Therein lies the problem; the simple truth is that we tend not to believe God. We don’t trust Him to settle accounts, as He has promised (Matthew 25:31-46). We think we need to broadcast to our friends and relatives the slights that have been visited upon us because while we believe that God really does see what is done in secret (Matthew 6:17-18), both good and evil, we struggle to trust He will handle the matter to our satisfaction. So we administer a little justice upon those who have hurt us by sharing what they’ve done with others.

We also don’t naturally trust God’s timing. God may very well say that vengeance belongs to Him (Deuteronomy 32:35), but between now and the time we meet Him face-to-face we will attempt to settle some of those accounts for Him. Maybe, we rationalize, we’re actually doing God’s work; He’ll actually be grateful that we got some of His backlogged cases out of the way for Him before we entered into eternity! The lies we like to tell ourselves pile up one after the next, all in service of the idea that those who have wronged us and/or our loved ones need to pay for it, pay for it dearly, and pay for it within our preferred timeframe.

I think MacArthur is absolutely right when he says that we are never more like God than when we forgive one another, and this is particularly true when the person receiving forgiveness very clearly, by the world’s standards, does not deserve it. But then, not one of us deserves the forgiveness that we have been offered in Christ (Romans 5:6-8), but we will happily accept that costly sacrifice for ourselves without hesitation. While we should be motivated by God’s unspeakable and scandalous largesse into doing likewise, we tend to balk at doing so, forgetting all that we have been forgiven in Christ. To get some idea of how God views this kind of self-serving exchange, it’s probably worth reading The Parable of the Unforgiving Servant (Matthew 18:21-35) several times before we go after someone we are convinced “has it coming.”

There is real, tangible gospel power unleashed whenever a Christian chooses to allow Jesus to invade the warehouse of unforgiveness stored up in his soul and free him from the slavery associated with frustration, anger and self-pity. Will we as believers actually take this seemingly-risky promise at face value? Or will we instead contribute to a never-ending cycle of evil by seeking at all times to take matters into our own hands?

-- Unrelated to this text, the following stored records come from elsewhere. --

PR #521, opened 2021-02-15
oci-distribution: expose client builder

flavio:
# What this PR does

Allow users to provide a `reqwest::ClientBuilder` instance when the `oci-distribution::Client` is created.

# Why this is useful

This can be useful for users who want to fine tune the client used to access the remote registry. For example, to add a root certificate to be used when connecting to a registry secured with a self-signed certificate.

# Open questions

This is a quick prototype, what I don't like about this solution is:

  * Break the API of `oci-distrubution::Client`. The PR fixes the broken code, but what about other users of this crate?
  * Expose the `reqwest::ClientBuilder`. Disclaimer, I'm new to Rust, in Go I would propose to use instead an interface as parameter. In Rust I would say we could request a series of traits to be provided by the `ClientBuilder`, but this would require changes inside of `reqwest::ClientBuilder`.

I would be interested to know what you think about these drawbacks.

### DIFF
--- a/crates/oci-distribution/src/client.rs
+++ b/crates/oci-distribution/src/client.rs
@@ -120,8 +120,17 @@ impl TryFrom<ClientConfig> for Client {
 
     fn try_from(config: ClientConfig) -> Result<Self, Self::Error> {
         let mut client_builder = reqwest::Client::builder()
-            .danger_accept_invalid_certs(config.accept_invalid_certificates)
-            .danger_accept_invalid_hostnames(config.accept_invalid_hostnames);
+            .danger_accept_invalid_certs(config.accept_invalid_certificates);
+
+        client_builder = match () {
+            #[cfg(feature = "native-tls")]
+            () => client_builder.danger_accept_invalid_hostnames(config.accept_invalid_hostnames),
+            #[cfg(not(feature = "native-tls"))]
+            () => {
+                warn!("Cannot change value of `accept_invalid_hostnames`: missing 'native-tls' feature");
+                client_builder
+            }
+        };
 
         for c in &config.extra_root_certificates {
             let cert = match c.encoding {
--- a/crates/oci-distribution/src/client.rs
+++ b/crates/oci-distribution/src/client.rs
@@ -19,8 +19,9 @@ use hyperx::header::Header;
 use reqwest::header::HeaderMap;
 use sha2::Digest;
 use std::collections::HashMap;
+use std::convert::TryFrom;
 use tokio::io::{AsyncWrite, AsyncWriteExt};
-use tracing::debug;
+use tracing::{debug, warn};
 use www_authenticate::{Challenge, ChallengeFields, RawChallenge, WwwAuthenticate};
 
 /// The data for an image or module.
@@ -114,14 +115,42 @@ pub trait ClientConfigSource {
     fn client_config(&self) -> ClientConfig;
 }
 
+impl TryFrom<ClientConfig> for Client {
+    type Error = anyhow::Error;
+
+    fn try_from(config: ClientConfig) -> Result<Self, Self::Error> {
+        let mut client_builder = reqwest::Client::builder()
+            .danger_accept_invalid_certs(config.accept_invalid_certificates)
+            .danger_accept_invalid_hostnames(config.accept_invalid_hostnames);
+
+        for c in &config.extra_root_certificates {
+            let cert = match c.encoding {
+                CertificateEncoding::Der => reqwest::Certificate::from_der(c.data.as_slice())?,
+                CertificateEncoding::Pem => reqwest::Certificate::from_pem(c.data.as_slice())?,
+            };
+            client_builder = client_builder.add_root_certificate(cert);
+        }
+
+        Ok(Self {
+            config,
+            tokens: HashMap::new(),
+            client: client_builder.build()?,
+        })
+    }
+}
+
 impl Client {
     /// Create a new client with the supplied config
     pub fn new(config: ClientConfig) -> Self {
-        Self {
-            config,
-            tokens: HashMap::new(),
-            client: reqwest::Client::new(),
-        }
+        Client::try_from(config.clone()).unwrap_or_else(|err| {
+            warn!("Cannot create OCI client from config: {:?}", err);
+            warn!("Creating client with default configuration");
+            Self {
+                config,
+                tokens: HashMap::new(),
+                client: reqwest::Client::new(),
+            }
+        })
     }
 
     /// Create a new client with the supplied config
@@ -710,11 +739,40 @@ impl Client {
     }
 }
 
+/// The encoding of the certificate
+#[derive(Debug, Clone)]
+pub enum CertificateEncoding {
+    #[allow(missing_docs)]
+    Der,
+    #[allow(missing_docs)]
+    Pem,
+}
+
+/// A x509 certificate
+#[derive(Debug, Clone)]
+pub struct Certificate {
+    /// Which encoding is used by the certificate
+    pub encoding: CertificateEncoding,
+
+    /// Actual certificate
+    pub data: Vec<u8>,
+}
+
 /// A client configuration
 #[derive(Debug, Clone, Default)]
 pub struct ClientConfig {
     /// Which protocol the client should use
     pub protocol: ClientProtocol,
+
+    /// Accept invalid hostname. Defaults to false
+    pub accept_invalid_hostnames: bool,
+
+    /// Accept invalid certificates. Defaults to false
+    pub accept_invalid_certificates: bool,
+
+    /// A list of extra root certificate to trust. This can be used to connect
+    /// to servers using self-signed certificates
+    pub extra_root_certificates: Vec<Certificate>,
 }
 
 /// The protocol that the client should use to connect
@@ -882,6 +940,7 @@ mod test {
     fn manifest_url_generation_respects_http_protocol() {
         let c = Client::new(ClientConfig {
             protocol: ClientProtocol::Http,
+            ..Default::default()
         });
         let reference = Reference::try_from("webassembly.azurecr.io/hello:v1".to_owned())
             .expect("Could not parse reference");
@@ -895,6 +954,7 @@ mod test {
     fn blob_url_generation_respects_http_protocol() {
         let c = Client::new(ClientConfig {
             protocol: ClientProtocol::Http,
+            ..Default::default()
         });
         let reference = Reference::try_from("webassembly.azurecr.io/hello@sha256:ffffffffffffffffffffffffffffffffffffffffffffffffffffffffffffffff".to_owned())
             .expect("Could not parse reference");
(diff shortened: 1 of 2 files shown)


kflansburg:
I think this is a good idea. I've had to maintain a separate branch for testing against internal registries without cert validation. 

Regarding your questions: 
1. Could we create a new method, called `new_with_builder` or something similar. This would prevent the API from breaking, and the user would not have to pass a `None` everywhere when they don't need customization.
2. I'm not completely sure what your concern is here, but I think it is reasonable to re-export `reqwest::ClientBuilde`. This is a  pretty typical pattern in Rust and I think it is better than trying to maintain an interface that has feature parity with `reqwest::ClientBuilder`.

crates/oci-distribution/src/client.rs
```diff
@@ -880,9 +887,13 @@ mod test {
...
-        let c = Client::new(ClientConfig {
-            protocol: ClientProtocol::Http,
-        });
+        let c = Client::new(
+            ClientConfig {
+                protocol: ClientProtocol::Http,
+            },
+            None,
+        )
+        .expect("Could not crate Client");
```
bacongobbler, line 896: typo: create*

crates/oci-distribution/src/client.rs
```diff
@@ -893,9 +904,13 @@ mod test {
...
```
bacongobbler, line 913: typo

crates/oci-distribution/src/client.rs
```diff
@@ -912,7 +927,7 @@ mod test {
     fn manifest_url_generation_uses_https_if_not_on_exception_list() {
         let insecure_registries = vec!["localhost".to_owned(), "oci.registry.local".to_owned()];
         let protocol = ClientProtocol::HttpsExcept(insecure_registries);
-        let c = Client::new(ClientConfig { protocol });
+        let c = Client::new(ClientConfig { protocol }, None).expect("Could not crate Client");
```
bacongobbler, line 930: typo

crates/oci-distribution/src/client.rs
```diff
@@ -925,7 +940,7 @@ mod test {
     fn manifest_url_generation_uses_http_if_on_exception_list() {
         let insecure_registries = vec!["localhost".to_owned(), "oci.registry.local".to_owned()];
         let protocol = ClientProtocol::HttpsExcept(insecure_registries);
-        let c = Client::new(ClientConfig { protocol });
+        let c = Client::new(ClientConfig { protocol }, None).expect("Could not crate Client");
```
bacongobbler, line 943: typo

crates/oci-distribution/src/client.rs
```diff
@@ -938,7 +953,7 @@ mod test {
     fn blob_url_generation_uses_https_if_not_on_exception_list() {
         let insecure_registries = vec!["localhost".to_owned(), "oci.registry.local".to_owned()];
         let protocol = ClientProtocol::HttpsExcept(insecure_registries);
-        let c = Client::new(ClientConfig { protocol });
+        let c = Client::new(ClientConfig { protocol }, None).expect("Could not crate Client");
```
bacongobbler, line 956: typo

crates/oci-distribution/src/client.rs
```diff
@@ -955,7 +970,7 @@ mod test {
     fn blob_url_generation_uses_http_if_on_exception_list() {
         let insecure_registries = vec!["localhost".to_owned(), "oci.registry.local".to_owned()];
         let protocol = ClientProtocol::HttpsExcept(insecure_registries);
-        let c = Client::new(ClientConfig { protocol });
+        let c = Client::new(ClientConfig { protocol }, None).expect("Could not crate Client");
```
bacongobbler, line 973: typo

crates/oci-distribution/src/client.rs
```diff
@@ -1191,9 +1206,14 @@ mod test {
...
-        let mut c = Client::new(ClientConfig {
-            protocol: ClientProtocol::Http,
-        });
+        let mut c = Client::new(
+            ClientConfig {
+                protocol: ClientProtocol::Http,
+            },
+            None,
+        )
+        .expect("Could not crate Client");
```
bacongobbler, line 1215: typo

crates/oci-distribution/src/client.rs
```diff
@@ -1232,9 +1252,13 @@ mod test {
...
```
bacongobbler, line 1261: typo

crates/oci-distribution/src/client.rs
```diff
@@ -1293,9 +1317,13 @@ mod test {
...
-        let mut c = Client::new(ClientConfig {
-            protocol: ClientProtocol::HttpsExcept(vec!["oci.registry.local".to_string()]),
-        });
+        let mut c = Client::new(
+            ClientConfig {
+                protocol: ClientProtocol::HttpsExcept(vec!["oci.registry.local".to_string()]),
+            },
+            None,
+        )
+        .expect("Could not crate Client");
```
bacongobbler, line 1326: typo

bacongobbler (changes requested):
I agree with Kevin's points. Found a few typos in the PR while reviewing.

crates/oci-distribution/src/client.rs
flavio: Now resolved, that's what happens when you do copy and paste ;)

flavio:
>     1. Could we create a new method, called `new_with_builder` or something similar. This would prevent the API from breaking, and the user would not have to pass a `None` everywhere when they don't need customization.

I think this is actually a good idea. I've updated the PR to reflect that.

>     2. I'm not completely sure what your concern is here, but I think it is reasonable to re-export `reqwest::ClientBuilde`. This is a  pretty typical pattern in Rust and I think it is better than trying to maintain an interface that has feature parity with `reqwest::ClientBuilder`.

I just didn't want to expose an internal dependency of this crate to the outside. It's a matter of taste, some people dislike things like that :shrug: 

Thanks for the feedback

kflansburg (approved):
LGTM

bacongobbler (approved):
I would prefer that we somehow remove the hard reliance on `reqwest`. We managed to accomplish this via the `ClientConfig` object and the `ClientConfigSource` trait. It would allow consumers to use oci-distribution without relying on re-implementing `reqwest`'s internals. It also gives us some leeway on how we handle backwards compatibility. Especially since reqwest still hasn't hit 1.0 yet

That being said, the library has a fairly hard dependency on `reqwest` at this time, so I'm fine with supporting this.

flavio:
@bacongobbler I share your concerns, that was what I tried to bring up with my second question.

Thanks for the hint, I think I now know how I could do something clean and idiomatic with rust. I'll come back with an updated PR

thomastaylor312:
@flavio Just wanted to make sure I wasn't missing something here. Were you going to update your PR here or did you want us to merge this for now?

flavio:
@thomastaylor312 sorry, I've been pretty busy recently. I'll work on this PR tomorrow

thomastaylor312:
No problem! Just wanted to make sure we weren't leaving you hanging

flavio:
I turned the PR into a draft because I need your feedback on the latest set of changes I submitted.

I took inspiration from what @bacongobbler suggested and I looked into `ClientConfig` and `ClientConfigSource`. I added a bunch of generic data types to the `ClientConfig` struct to handle client security options. I thought that, in the end, all these knobs are related with the Client configuration.

I felt pretty happy about the idea, until I went to change `Client::new` and I realized I had a problem. The `Reqwest::ClientBuilder` is returning a `Result<Reqwest::Client>`, not a `Reqwest::Client` I **temporarily** solved the issue by calling `unwrap()` in a bunch of places :(

I see two possible solutions:
  * We break the `Client::new` API by changing the return value to be a `Result` :unamused: 
  * I move all these extra fields into a new struct (let's say `ClientSecurityConfig`) and then I create a `Client::new_with_security_opts(config: ClientConfig, securityConfig: ClientSecurityConfig) -> anyhow::Result<Self>`. I don't like to end up having two different "client configuration" structs, but this won't at least break the API

Do you have other ideas, how do you feel about these changes and options?

flavio:
ping @thomastaylor312 :)

thomastaylor312:
I'll let @kflansburg and @bacongobbler take a look at this again. Looks like you have some missing fields though that are causing the build failures

flavio:
Yeah, I didn't bother to fix the tests because I would like to know which path I should follow to implement the change. The code is also callling a couple of `unwrap()` for the same reason.

I change the PR to a `draft` one because of that :)

flavio:
Ping, can someone provide me the information to move forward with this PR?

kflansburg (approved):
@flavio Sorry this got lost, can you mark it as ready for review? 

I believe this should be merged. I think you've found a good balance between the two patterns that we discussed.

kflansburg:
@flavio It looks like there is one remaining `Default` that you need to add at `crates/kubelet/src/config_interpreter.rs:13:9`.

bacongobbler (approved):

bacongobbler:
Looks good! In the future, please try to refrain from adding more than what's absolutely necessary to get the work done. I don't recall the TLS certificate code ever being part of the original plan.

That being said, this all looks like a good starting point to move forward. Please mark it as ready for review and we can look into the test failures. Thanks!

flavio:
@bacongobbler, @kflansburg : I removed the "draft" status from the PR, **but** I still need your feedback about what I wrote into [this comment](https://github.com/deislabs/krustlet/pull/521#issuecomment-789942705) :pray: 

The tests are currently broken because I didn't bother to fix them, I will do that once we agree on I can get rid of the temporary `unwrap()` calls I left into the code.

kflansburg:
`new` does not _have_ to return `Self`, although it is convention. A more idiomatic approach might be to implement `TryFrom<ClientConfig>` for `Client`, which can return a `Result`. 

https://doc.rust-lang.org/std/convert/trait.TryFrom.html

flavio:
I've updated the PR to reflect the latest feedback:

* I've implemented the `TryFrom` trait for `Client`. This can be used by users who want to be 100% sure the reqwest client will obey to their configuration. The function returns a `Result` object -> users can handle `Err` returns as they want
* The `Client::new` function still returns a `Self` object. Internally it attempts to create the `Client` instance using `TryFrom` but, when the conversion fails, it will produce a warning message and instantiate the Reqwest client using the default infallible settings.

Since the `Client::new` API isn't changed, the code using this crate will keep building without changes.

With future PRs we can change the existing Krustlet code to allocate the `Client` instance using `TryFrom`, so that we can pull contents from registries secured with self-signed certificates.

kflansburg (approved):
LGTM, Thanks @flavio !

flavio:
The windows build is failing, I'll take a look at that during the weekend

flavio:
I fixed the build issue on windows. Can someone allow the CI to pick the new code?

cc @kflansburg

flavio:
I'm sorry, the build on windows failed again because of `cargo fmt` warnings. I fixed everything and did a force push.

Can you please trigger another build?

flavio:
The CI system seems to be happy with the changes, plus we got two approvals. Can we merge it? :smiley:

PR #525, opened 2021-02-19
Allow duplicate token fields in OCI auth JSON

### LINKED ISSUE #495: [OCI Distribution] Serde fails to decode auth response from Docker Hub.
It looks like Docker response with _both_ `token` and `access_token`, and `serde` complains:
```
Caused by:                                                                                                                                                                                                                                                     │✗
    duplicate field `token` at line 1 column 2160
```

jdolitsky:
When requesting an authorization token from Docker Hub, the JSON response contains both a 'token' and 'access_token'
field (with identical values). Since 'access_token' was used as an alias field, this was causing the serde deserialize to fail due to "duplicate field \`token\` at line 1 column X".

This could have been fixed by adding both fields to the struct, marking both as optional. However, this method would have meant that a successful deserialization using serde would not necessarily indicate that a token was found in either field, and would require additional logic in the caller.

To solve this, a custom deserialize implementation has been added for RegistryToken, which allows for both fields. In the case that both fields are present (i.e. Docker Hub), then the 'token' field takes precedence and 'access_token' is ignored.

Fixes #495.

P.S. I'm fairly new to Rust! Let me know if there are more idiomatic ways to do this, especially the `visit_map` function.

### DIFF
--- a/crates/oci-distribution/src/client.rs
+++ b/crates/oci-distribution/src/client.rs
@@ -18,8 +18,10 @@ use futures_util::stream::StreamExt;
 use hyperx::header::Header;
 use log::debug;
 use reqwest::header::HeaderMap;
+use serde::de;
 use sha2::Digest;
 use std::collections::HashMap;
+use std::fmt;
 use tokio::io::{AsyncWrite, AsyncWriteExt};
 use www_authenticate::{Challenge, ChallengeFields, RawChallenge, WwwAuthenticate};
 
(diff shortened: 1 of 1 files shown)


kflansburg:
This is great. It looks like you are expecting the values to be ints as well as strings. Is that the case for some registries?

jdolitsky:
@kflansburg - for the 'token' and 'access_token' fields, they should always be strings. The tests using integer values for these fields is just to ensure that parsing fails if they are not strictly strings (at least one field must be a string).

Other fields, like 'expires_in' (number of seconds until token expires) should actually be integers, but they are basically ignored for now. If they are present, they do not cause the deserialization to fail.

crates/oci-distribution/src/client.rs
```diff
@@ -987,6 +1065,94 @@ mod test {
...
+        let rt = res.unwrap();
+        assert_eq!(rt.token, "abc");
+
+        // non-string fields do not break parsing
+        let text = r#"{"aaa": 300, "access_token": "xyz", "token": "abc", "zzz": 600}"#;
+        let res: Result<RegistryToken, serde_json::Error> = serde_json::from_str(&text);
+        assert!(res.is_ok());
+
+        // Note: tokens should always be strings. The next two tests ensure that if one field
+        // is invalid (integer), then parse can still succeed if the other field is a string.
```
jdolitsky, line 1104: @kflansburg - added this comment to clarify the intention

kflansburg:
Hey @jdolitsky, sorry for the delay. I think I'm still a little concerned about the complexity here. When I noticed this I originally thought that this would be a good use case for [serde's untagged enums](https://serde.rs/enum-representations.html#untagged). Did you attempt to use this and / or run into any limitations there?

jdolitsky:
@kflansburg - I did not attempt that. I'm unfamiliar with it, and it's unclear to me how that works based on the link you shared... happy to take a pass with a little more information.

Another option I considered was to make 2 fields, `token` and `access_token`, then add a helper function to parse it vs. calling `serde_json::from_str` directly. The only issue I take with that is if some of these structs are eventually made public.

kflansburg:
@jdolitsky, I think something like this would work:

```rust
#[derive(Deserialize, Default)]
#[serde(untagged)]
enum RegistryToken {
    Token { token: String }
    AccessToken { access_token: String }
}

impl RegistryToken {
    pub fn token(&self) -> String {
        match self {
            RegistryToken::Token { token } => token,
            RegistryToken::AccessToken { access_token }  => access_token
        }
    }
}
```

`serde` would match in order of the enum (so DockerHub would match on `RegistryToken::Token`), and of course fail if neither are present.

crates/oci-distribution/src/client.rs
```diff
@@ -751,12 +753,88 @@ impl ClientProtocol {
...
+
+            fn visit_map<V>(self, mut map: V) -> Result<Self::Value, V::Error>
+            where
+                V: de::MapAccess<'de>,
+            {
+                let mut token = String::new();
+                loop {
+                    let next_key_result = map.next_key::<String>();
+                    if next_key_result.is_err() {
+                        return Err(de::Error::custom("Unable to parse JSON"));
```
itowlson, line 795: I believe these three lines could be written:

```
let next_key_option = map.next_key::<String>().map_err(|_| -> de::Error::custom("Unable to parse JSON"))?;
```

crates/oci-distribution/src/client.rs
```diff
@@ -751,12 +753,88 @@ impl ClientProtocol {
...
+                                REGISTRY_TOKEN_JSON_SECONDARY_FIELD
+                            );
+                            if is_secondary_field {
+                                continue; // do not overwrite value from primary with secondary
+                            }
+                        }
+                        token = val;
+                    }
+                }
+                if token.is_empty() {
```
itowlson, line 824: Are you using the empty string for "we haven't found a token"?  If so, would it be appropriate to use an `Option` instead?  Or is there a potential case where you read the token and it's empty?

crates/oci-distribution/src/client.rs
```diff
@@ -751,12 +753,88 @@ impl ClientProtocol {
...
+                        return Err(de::Error::custom("Unable to parse JSON"));
+                    }
+                    let next_key_option = next_key_result.unwrap();
+                    if next_key_option.is_none() {
+                        break; // done reading the map
+                    }
+                    let next_value_result = map.next_value::<String>();
+                    if next_value_result.is_err() {
+                        continue; // does not parse as string-to-string (e.g. 'expires_in' field)
+                    }
```
itowlson, line 804: Instead of reading the key and value separately, is it worth calling `next_entry` to get them as a tuple?  This might be more concise, but I don't know how it plays with your error/exit/continue strategy.

itowlson (commented):
@jdolitsky I don't have the domain expertise to comment properly, but I did leave some thoughts on idioms that might be relevant to `visit_map` since you specifically asked about that.  Hope these are useful even if they end up not applying here!

thomastaylor312:
@jdolitsky Friendly follow up ping

jdolitsky:
sorry about delay.

@kflansburg - that looks like a lot less code, so I am for it. If support were to be added. If wanted to add support for more fields in the future (like `expires_in`), we would just have to add more getters like `fn token` ?

@itowlson I appreciate the thorough rust review!

If there is some urgency on this, feel free to implement @kflansburg 's solution in a separate PR or on top of my branch. Or maybe I can resubmit with just the unit tests.

kflansburg:
Closed in favor of #554

PR #534, opened 2021-03-02
Move to tracing for logging

kflansburg:
This pull request: 

* Converts all library crates to remove `log` and add `tracing`. All `log` macros are replaced with identical `tracing` macros. 
* Converts all binaries to initialize the logger with `tracing-subscriber` (similar to `env-logger`), and use identical environment variable based filters.
* We use `log` feature for `tracing` so that consumers of the crate can use `log` and `env-logger` in their binaries if they wish. 

Functionally this will not make much difference right now (except for maybe slightly different output format), but we should be able to incrementally start using `tracing`'s nicer features now. Ones I'm excited about:

* The obvious ability to use spans. 
* Easy integration with tools like Jaeger.
* Automatic function instrumentation using `instrument` macro.

```rust
#[instrument]
pub fn my_function(my_arg: usize) {
    // This event will be recorded inside a span named `my_function` with the
    // field `my_arg`.
    event!(Level::INFO, "inside my_function!");
    // ...
}
```

* The ability to produce structured logs with additional fields using `tracing`'s really slick extended macro functionality:

```rust
warn!(
    field1,                      // No need to specify field name, it is the same as the Rust variable name
    ?field2,                     // Use Debug to stringify field
    %field3,                     // Use Display to stringify field
    "message: {}",
    value                        // The usual format string arguments
);
```

`</evangelism>`


crates/kubelet/src/webserver/mod.rs
```diff
@@ -4,12 +4,12 @@ use crate::provider::{NotImplementedError, Provider};
 use http::status::StatusCode;
 use http::Response;
 use hyper::Body;
+use std::convert::Infallible;
+use std::sync::Arc;
```
itowlson, line 8: This is inherited from existing code but is it worth tidying up - the doc comments in the middle of the imports?

itowlson (approved):
Looks good - thanks!  I did have one tidying suggestion (of existing layout) where you were already moving some stuff around - definitely not a must-do though.

kflansburg:
@itowlson Yep, I can get that docs comment, I'm not sure how that got there. 

Tests seem to be failing right now :(.

kflansburg:
@itowlson I've reverted to using `env_logger` in the binary, which appears to resolve the e2e test problem. I think this is fine to merge now, and I will do some follow up research on why `tracing-subscriber` was introducing a performance regression. Requested another review to confirm that this is ok.

itowlson:
This still looks okay with the WASI fix, but how does having `env_logger` in the WASI binary play with using `tracing` elsewhere?  Will this still open up the future benefits you cited?  Do we need to advise people to use `env_logger` rather than `tracing` in their own binaries (but not provider crates?)?

kflansburg:
> This still looks okay with the WASI fix, but how does having `env_logger` in the WASI binary play with using `tracing` elsewhere? Will this still open up the future benefits you cited? Do we need to advise people to use `env_logger` rather than `tracing` in their own binaries (but not provider crates?)?

It should work fine with `tracing` + `env-logger`, that was my intent when enabling the `log` feature for `tracing`, which provides interoperability with crates using `log` and `env-logger`. We should be able to start using these features, although spans will not be emitted I believe. Without knowing why `env-logger` works and `tracing-subscriber` doesn't, I'm not sure if we need to tell users to use `env-logger`. My hope is get `tracing-subscriber` working shortly.

thomastaylor312 (approved):
LGTM. Let me know if you need any more help with figuring out why the tracing-subscriber is causing issues for you

PR #497, opened 2021-01-26
Running Krustlet on Linode (LKE)

DazWilkin:
I guess I need to update the referring docs to point to this and the DO instructions too?

PR #535, opened 2021-03-02
DigitalOcean docs use public networking; remove

DazWilkin:
Per: https://github.com/deislabs/krustlet/pull/497#issuecomment-782246494


bacongobbler:
Hi @DazWilkin! I appreciate you taking the time to write up a PR for this. However I don't think we should purge all this hard work from the documentation! It's still quite useful for those who want to experiment with Krustlet in a development environment.

What if I wrote some additional documentation around this howto guide explaining it's is a work-in-progress, point out where we need to address some of the security issues, and suggest that community contributions are welcome?

DazWilkin:
Your earlier feedback was well taken.

I think it's correct (and understandable particularly for Microsoft) that you have the requirement of more stringent security.

I don't mind at all if these are deleted; I think I blogged about running Krustlet on DO and so it's available there.

I agree that it would be better to have someone who's more proficient in DO and Linode to write and maintain (!) these docs.

DazWilkin:
... and thank you for taking the time to comment.

thomastaylor312:
I agree with @bacongobbler here! I think the work you did is great, we just need to add a bit to clarify that these are completely for development purposes. Someone will surely find these handy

I think it goes without saying that I am definitely not putting myself forward as someone who has mastered the art of Christian forgiveness. (Far from it!) I just know for certain that if I do not diligently co-labor with God’s Holy Spirit to cut the ropes of unforgiveness that tie me to various people, to times both recent and long-ago, to places near and far, my soul will ultimately die of asphyxiation, crushed under the weight of a load that my frail human heart manufactured, but was never intended to bear.

Matthew 11:28-30 (ESV)
“Come to me, all who labor and are heavy laden, and I will give you rest. Take my yoke upon you, and learn from me, for I am gentle and lowly in heart, and you will find rest for your souls. For my yoke is easy, and my burden is light.”